YOUR INSTRUCTIONS = Starting with the first line of the data that follows, transcribe every line verbatim until the line containing "- Card grid, with" has been transcribed.

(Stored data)
PR #1434, opened 2026-09-19
Workflows & Recipes F1a: WorkflowsView on /workflows-next

### LINKED ISSUE #1402: Workflows & Recipes F1a: WorkflowsView on a temporary route: grid, sort, empty state, stack panel (Grid)

## Depends on

|---|---|---|
| #1401 (F0) | yes | `git cat-file -e origin/develop:frontend/src/components/widgets/WorkflowCard.vue` |
| #1395 (B3) | yes | `git grep -q '/workflows/cards' origin/develop -- pixlstash/authz/registry.py` |

## What

- `views/WorkflowsView.vue` + `stores/useWorkflowsStore.js` on a **temporary route with no sidebar entry** (e.g. `/workflows-next`, removed in F1b):
  - Toolbar: Sort with Your ratings, Recently used, Picture count. Add maps to today's import.
  - Card grid, with the column count from the real container width.
  - Empty state "Nothing found yet": *Drop a workflow file*, *Open watched folder*, *Connect ComfyUI* (gone once connected), and the watched folder path as a line. Built on the `visual-language.md` §9 empty-state rule.
- `panels/StackPanel.vue`, **Grid only**:
  - ▸ opens one DOM element after the last card of the stack's row (`grid-column: 1 / -1`), pushing later rows down.
  - The notch is `.tbm-caret` positioned by `--notch` from the column index (centre of the column; left with one column), never from a stored pixel offset.
  - A `ResizeObserver` gives the column count, and the panel re-anchors on resize.
  - Header (`--bar-height`): name, "N workflows", "N hidden · Show", Unstack all, close. The Grid|List switch arrives in F2.
  - Member cards at full size. The cover member wears the shipped `.stack-cover-flag`. Each member's special row says how it differs from the cover.
  - **Neutral panel**: `--panel` ground, 1px border, `--radius-lg`, bottom margin `--space-4`. **No olive wash**: the open card is marked only by the rotated ▸.
- **One stack open at a time.** Opening a second closes the first and keeps the new card on screen.
- No virtualisation.
- **Keyboard:**
  - One tab stop with a roving cursor, the shape of `useGridKeyboardNav.js`. Members are indices in the same flat list, so Down from the stack's row enters the panel at the nearest column.
  - Space selects. Enter toggles the panel on a stack card and opens ⓘ on a workflow card. Shift+F10 / Menu key opens the card menu.
  - Esc closes the innermost first (popover → menu → panel → selection). Closing the panel returns focus to the stack card.
- **ARIA:**
  - One `treegrid`. Cards are rows with `aria-selected`, and stack rows add `aria-expanded` / `aria-controls`. Members are `aria-level=2` rows with `aria-posinset`/`aria-setsize`.
  - The panel header is a row with one gridcell holding a `role="toolbar"` named after the stack. The notch is `aria-hidden`.
  - A live region announces "X opened, N workflows, M hidden".
- Selection: a click selects and feeds the inspector. ▸, the layered count and double-click toggle the stack. Ctrl/Shift multi-select can mix top-level cards and members.

## Acceptance

- Tests: one stack open, the panel re-anchors on resize, keyboard across the panel boundary, Esc order. Frontend architecture doc §4/§5 updated (say that one-open-at-a-time deliberately differs from the picture grid).

lindkvis:
Closes #1402. v1.12 Workflows & Recipes, step F1a: the Workflows screen that
replaces the shelf in F1b, on a temporary route with no sidebar entry so the
shipped `/workflows` keeps working beside it.

## What

- `views/WorkflowsView.vue` + `stores/useWorkflowsStore.js` on `/workflows-next`.
  Toolbar: Sort (Your ratings / Recently used / Picture count) and Add, which is
  today's workflow import unchanged. Card grid, `--wf-columns` computed from the
  real container width rather than `auto-fill`, so the painted track and the
  cursor's arithmetic cannot disagree. "Nothing found yet" empty state.
- `panels/StackPanel.vue`, Grid only. One element at `grid-column: 1 / -1` after
  the last card of the stack's row, so opening pushes later rows down. The notch
  is `.tbm-caret` aimed by `--notch` from the card's column index, recomputed on
  every resize. Neutral `--panel` ground, no olive wash — the open card is marked
  by its rotated ▸ alone. One stack open at a time.
- `GET /workflows/cards` gains `last_used`. It is the only field *Recently used*
  can read: `rank` is a rating and `covers` is an order, not a date.

## Notes for the reviewer

**`.stack-cover-flag` moved** from `ImageGrid.css` (scoped) to `App.css`
(global), because the picture grid and this panel now wear the same chip and a
scoped copy in two sheets is how the two drift. Nothing else declares it.

**The diff is ~2400 lines against the step's ~600 guideline.** It is one
shippable unit — a view, its store, its panel and their tests — and I did not
find a split where the halves merge independently. The largest single reduction
available is sharing the empty-state and toolbar CSS with `LibraryEmptyState` /
`WorkflowShelf` (~115 re-typed lines), which I left alone: it means refactoring
a screenshot-tested first-run screen, which belongs in its own change.

**Two controls the design lists are not here**, and the reason changed while
this was in review. B4 (#1396) merged and shipped the endpoints; the blocker is
now the read side. `GET /workflows/cards` serves no `stack_id` for
`POST /workflows/stacks/{id}/unstack` to be addressed by, and it drops hidden
cards *before* grouping, so a stack's hidden-member count is not in the payload
at any level. Each needs one more field on the card. The grid-level `hidden` /
`one_offs` counts are a different number and are shown. The Grid|List switch is
F2's, and Shift+F10 opens ⓘ because F1a has no card menu to open.

## From the pre-push review

An adversarial pass over the diff found no secrets and nothing private. Of its
other findings I fixed the substantive ones, each now with a test that fails
when the fix is reverted:

- Closing a stack from the card's own ▸ could leave the grid with **zero tab
  stops**, stranding a keyboard user. The cursor is now an entry id, not an
  index — which also fixes it silently moving to a different card on a resort.
- ArrowDown out of a panel landed in the wrong column whenever the last member
  row was ragged (five members across four columns). Vertical movement now steps
  by whole rows over the padding holes.
- The panel rendered nothing until every member request resolved, and its header
  counted arrivals — "1 workflow" over a stack of six, permanently if a request
  failed. It now draws the cover immediately and counts `stack_size`.
- `aria-owns` on the open stack row. The panel sits after the *last card of the
  row*, so in DOM order its rows follow that card, not the expanded one, and a
  screen-reader user pressing Down got the right-hand neighbour instead of the
  children. Also added `aria-multiselectable`.
- The live region announced twice per open, the first time as "0 workflows", and
  never announced the close.
- `openStack` re-issued every member request on a double-click; non-stack cards
  could be opened into a panel; `measure()` read `clientWidth` including the
  grid's own padding, over-counting columns near a boundary.
- Docs: §5 claimed Shift+F10 opened a card menu that does not exist, and that
  ▸ returned the cursor to the stack card. `last_used` and `rank` are now in the
  canonical card shape in `utils/workflowCard.js` and in
  `integration_architecture.md`.

**One fix is outside this feature.** `SearchResultBar.test.js` mounted 33
components and unmounted none, so `Tooltip.vue`'s `onUnmounted` ran after jsdom
teardown and threw. Adding two test files shifted the scheduling enough to
surface it about one run in three. I did not establish that it never happened
before this branch, only that it does happen with it and does not after the fix
— four consecutive clean full runs.

I disagree with one finding: it called the `aria-hidden`, `tabindex="-1"`
layered-count button an unreachable control. It is decoration that happens to be
clickable, ▸ is the announced control, and the two now do exactly the same thing
(the `.stop` that made them differ is gone), which is what makes hiding the
second one honest.

## Tests

4494 frontend tests and `tests/test_workflows_api.py` green; ruff and eslint
clean; `render_backend_architecture.py --check` OK. Every new assertion was
shown failing against the code it guards and green again after restoring.


frontend/src/components/views/WorkflowsView.vue
```diff
@@ -0,0 +1,844 @@
...
+    key: card.key,
+    card,
+    cardIndex,
+  }));
+  const openKey = store.openStackKey;
+  if (!openKey) return cards;
+  const at = cards.findIndex((entry) => entry.key === openKey);
+  if (at < 0) return cards;
+  const cols = Math.max(1, columns.value);
+  const rowEnd = Math.min(cards.length, (Math.floor(at / cols) + 1) * cols);
```
lindkvis: `Math.min(cards.length, …)` breaks the invariant the rest of this file is built on. When the open stack sits in the last, **incomplete** card row, `rowEnd` becomes `cards.length`, which is not a multiple of `cols` — so from the block onwards `index % columns` no longer names the column a row is drawn in.

Worked through: 6 cards, 4 columns, stack at index 5 (column 1), 2 members gives `[c0…c5, m0, m1, hole, hole]`. ArrowDown from the stack card is `verticalStop(9)`; index 9 is a hole, 13 is out of range, and the fallback `firstStop(9, +1)` only scans *forward*, so it returns `null` — the cursor does not move at all and the panel is unreachable by ArrowDown. ArrowUp from `m1` (panel column 1) lands on `c3`, drawn in column 3.

Every fixture in `WorkflowsView.test.js` opens the stack at index 1 of a full first row, so the suite cannot see this. Padding the card list out to a whole row before splicing would restore the invariant, and the `verticalStop` fallback wants to scan back toward the list rather than further out of it.

frontend/src/stores/useWorkflowsStore.js
```diff
@@ -0,0 +1,237 @@
...
+    hidden.value = 0;
+    loaded.value = false;
+    error.value = "";
+    members.value = {};
+    inflight.clear();
+    openStackKey.value = null;
+    selectedKeys.value = [];
+  }
+
+  onScopeDispose(onSessionReset(reset));
```
lindkvis, line 252: No epoch stamp, so a session reset does not stop the previous session's responses from landing. `fetchCards` and `openStack` both `await` and then write unconditionally — a `listWorkflowCards()` still in flight when the credential changes resolves *after* `reset()` and puts the old session's cards, and their cover thumbnail URLs, into the new one.

`useWorkflowShelfStore`, the store this one's docstring contrasts itself with, carries `let epoch = 0`, bumps it in `resetForSession()` and guards every write with `if (mine !== epoch) return`, under the comment "an in-flight fetch that resolves after a session reset must not write its rows into the new session's store". The same hazard applies here. `sessionReset.test.js` seeds synchronously, so it would stay green either way.

frontend/src/stores/useWorkflowsStore.js
```diff
@@ -0,0 +1,237 @@
...
+      };
+    } catch (err) {
+      error.value = errorMessage(err, "Could not read this stack.");
+      console.warn(
+        `[workflows] could not read the members of ${coverKey}`,
+        err,
+      );
+      // The cover alone rather than nothing: the panel then says what it can
+      // instead of hanging on a spinner with an error nobody reads.
+      members.value = { ...members.value, [coverKey]: [card] };
```
lindkvis: The failure is cached as an answer. This write plus the `if (members.value[coverKey] || …) return` guard on L136 makes one dropped request permanent: reopening the stack never retries, so the panel reads "N could not be read" for the rest of the session even once the network recovers.

`useWorkflowShelfStore.loadSamples` documents exactly this mistake ("Writing an empty array on the error path made the 'already have them' guard permanent") and settles it with three states — in flight, answered, failed — where a retry clears the failed set and asks again.

frontend/src/stores/useWorkflowsStore.js
```diff
@@ -0,0 +1,237 @@
...
+    } finally {
+      inflight.delete(coverKey);
+      membersLoading.value = false;
```
lindkvis: `membersLoading` is one boolean shared by every stack, so it clears on whichever request finishes first rather than on the open one. Open `b`, then click `e` before `b`'s members land: `b`'s `finally` clears the flag while `e` is still fetching, and `StackPanel`'s `pending` flips from "reading the rest…" to "N could not be read" — the panel reporting failure for requests that are still running, which is the specific lie the `countLabel` comment above it sets out to avoid.

Clearing only when `coverKey === openStackKey.value` would be enough.

frontend/src/components/panels/StackPanel.vue
```diff
@@ -0,0 +1,230 @@
...
+        aria-level="2"
+        :aria-posinset="index + 1"
+        :aria-setsize="size || members.length"
+        :aria-selected="selectedKeys.includes(member.key)"
+        :tabindex="cursorKey === member.key ? 0 : -1"
+        :data-key="member.key"
+        @click="emit('select', member.key, $event)"
+      >
+        <div class="stack-panel__cell" role="gridcell">
+          <WorkflowCard :card="member" />
```
lindkvis: Members are served with the **whole stack's** `stack_size`: `workflow_card_service.py` sets `member.stack_size = len(stack.member_keys)` for every member, not just the cover (deliberately, so a member opened alone carries its difference chips). So `isStack()` is true for each row here, and `WorkflowCard` renders both the layered-count button and the ▸ toggle on every member in the panel. Neither does anything — no `@toggle` is bound, and `store.openStack(memberKey)` would not find the key in `cards` anyway.

Two visible consequences: the ▸ carries `aria-expanded="false"` with no `aria-controls`, so a reader is offered N collapsed expandables that never expand, and `cardAccessibleName` announces every member as "stack of N workflows". The cover is also on screen twice with ▸ open in the grid and ▸ closed here.

Worth a prop on `WorkflowCard` that suppresses the stack affordances — note `factChips` branches on `isStack` too, so simply rewriting `stack_size` to 1 for these rows would change which chips they show.

lindkvis (commented):
Reviewed `dafb6c5f` (origin/develop) against `088442bb` (PR head), `git diff origin/develop...`.

The shape is right: the flat index space, the id-based cursor, the computed column count instead of `auto-fill`, and `aria-owns` re-parenting the member rows are all the correct mechanisms, and the CSS is token-clean throughout (no hex, no raw shadow, no off-ramp font size). The tests assert real behaviour rather than presence. Backend side is fine — `GET /api/v1/workflows/cards` is already declared `_OWNER` in `ROUTE_POLICIES`, and this PR only adds a field to an existing response model, so no registry work is owed.

Five findings inline: one cursor bug the fixtures cannot reach, three store-lifecycle ones, and a dead control on every member row.

frontend/src/components/views/WorkflowsView.vue
lindkvis: Fixed in c0fa26bd. The stack's **own row** is now padded out to whole before the block is spliced in, so `rowEnd` is always a multiple of `cols` and `index % columns` keeps naming the column a row is drawn in:

```
a b c d | e f · · | e e1 e2 ·
```

`WorkflowsView.test.js` gains "a stack in the last, incomplete row keeps the panel reachable" — six cards over four columns with the stack at index 4, which is your case. Down from the stack card reaches the panel and Up from `e1` lands on `f` (column 1), not `b`. Reverting to `Math.min(cards.length, …)` fails it (`expected 'e2' to be 'e'`).

On the `verticalStop` fallback: I tried flipping it to scan back toward the list and could not get it to change any reachable behaviour once the head padding was in. The only trailing holes left are at the very end of the list (a stack opened in the grid's last row), where Down should do nothing anyway; a hole still *inside* the list wants the old forward scan, and flipping it broke the existing "Down from `d` skips the hole" assertion by landing on `b2` instead of `e`. So I left it alone rather than keep a change no test can see. Say the word if you want it flipped regardless.

frontend/src/stores/useWorkflowsStore.js
lindkvis: Fixed in c0fa26bd. `let epoch = 0`, bumped in `reset()`, and every write in `fetchCards` and `openStack` guarded with `if (mine !== epoch) return` — same shape as `useWorkflowShelfStore`.

`reset()` also clears `loading` now, which the epoch made necessary: the old fetch's `finally` belongs to the previous epoch and no longer clears it, and `fetchCards` returns early while it is set, so the new session would have sat on an empty grid.

New test in `useWorkflowsStore.test.js`, "drops a fetch and a member request that resolve after the reset", holding both the list and a member request open across `reset()`. Removing the `epoch += 1` fails it; so does dropping the `loading.value = false`.

frontend/src/stores/useWorkflowsStore.js
lindkvis: Fixed in c0fa26bd. Three states, as `loadSamples` has them: in flight in `inflight`, answered in `members`, failed in `membersFailed`. The error path no longer writes into `members`, so the "already have them" guard does not see it and a reopen asks again; `membersFailed` is cleared as the retry starts, not as it ends. `openMembers` already falls back to the cover, so the panel draws the same thing — it just stops being permanent.

New test "asks again after a failure instead of caching it as the answer": two requests fail, the stack is closed and reopened, two more go out and the members land. Putting `members.value = {…[coverKey]: [card]}` back in the catch fails it.

frontend/src/stores/useWorkflowsStore.js
lindkvis: Fixed in c0fa26bd, slightly differently from your suggestion: `inflight` was already tracking exactly the right thing, so it became a `ref(new Set())` and `membersLoading` is now `computed(() => inflight.value.has(openStackKey.value))` — one less piece of state rather than a condition on clearing it.

New test "reports the OPEN stack's loading, not whichever request finished first": open `the-stack`, then `few-but-loved`, release the first one's members only, assert `membersLoading` is still true. Restoring the shared boolean fails it (`expected false to be true`).

frontend/src/components/panels/StackPanel.vue
lindkvis: Fixed in c0fa26bd. `WorkflowCard` takes a `member` prop; `StackPanel` sets it on every row. It gates a new `stackMark` computed — the layered count, ▸ and the `wf-card--stack` edges — while `stack` itself is untouched, so `factChips` and the "differs by" label behave exactly as before, which is your point about rewriting `stack_size` to 1. `cardAccessibleName(card, { member })` drops the "stack of N workflows" clause and nothing else.

New test "has none of them on a member row either, but keeps its differences" asserts both halves: no ▸, no layered count, no `wf-card--stack`, no "stack of 6 workflows" in the name — and that "differs by: + face detailer" and the chips are still there. Reverting either half (the `stackMark` gate, or the name's `&& !member`) fails it.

TASK RESULT =
PR #1434, opened 2026-09-19
Workflows & Recipes F1a: WorkflowsView on /workflows-next

### LINKED ISSUE #1402: Workflows & Recipes F1a: WorkflowsView on a temporary route: grid, sort, empty state, stack panel (Grid)

## Depends on

|---|---|---|
| #1401 (F0) | yes | `git cat-file -e origin/develop:frontend/src/components/widgets/WorkflowCard.vue` |
| #1395 (B3) | yes | `git grep -q '/workflows/cards' origin/develop -- pixlstash/authz/registry.py` |

## What

- `views/WorkflowsView.vue` + `stores/useWorkflowsStore.js` on a **temporary route with no sidebar entry** (e.g. `/workflows-next`, removed in F1b):
  - Toolbar: Sort with Your ratings, Recently used, Picture count. Add maps to today's import.
  - Card grid, with the column count from the real container width.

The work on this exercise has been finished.